For touring, we were divided into two groups. We were to go to the Great Barrier Reef on the first day, the nature preserve, Botanical Ark, and Daintree on the second.
A World Heritage Site since 1981, the Great Barrier Reef is the world’s largest coral reef system. As it stretches along the coast of Queensland, its square mileage is between that of Montana and New Mexico, to try and put it in perspective. When touring via boat, you are only allowed near a small portion of it.
I’m not a snorkeler or scuba diver, so I enjoyed the day, the lunch, and the conversation aboard. Others suited up, had their instructions, and over the side they went! The day had started out with a rainy outlook, but cleared and was sunny for our later shopping in Port Douglas.

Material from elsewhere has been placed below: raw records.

PR #846, opened 2023-01-11
Use cdn url

oakboat:
raw.​githubusercontent.​com is not reachable in China.


oakboat:
image
cdn version.

Yimura (approved):
Thanks a lot that solves that.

As in other stops, we were given a choice of local restaurants and so could eat “on the economy” with the tour picking up the check. We also had a group dinner at an outdoor restaurant. Dining under the stars in Australia, very nice.
The next day we visited a nature preserve, with begging kangaroos and gimlet-eyed cassowaries. Those, we didn’t feed. Nor did we want to.
Waterfall at the beautiful Botanical Ark. Credit: Kay Sisk.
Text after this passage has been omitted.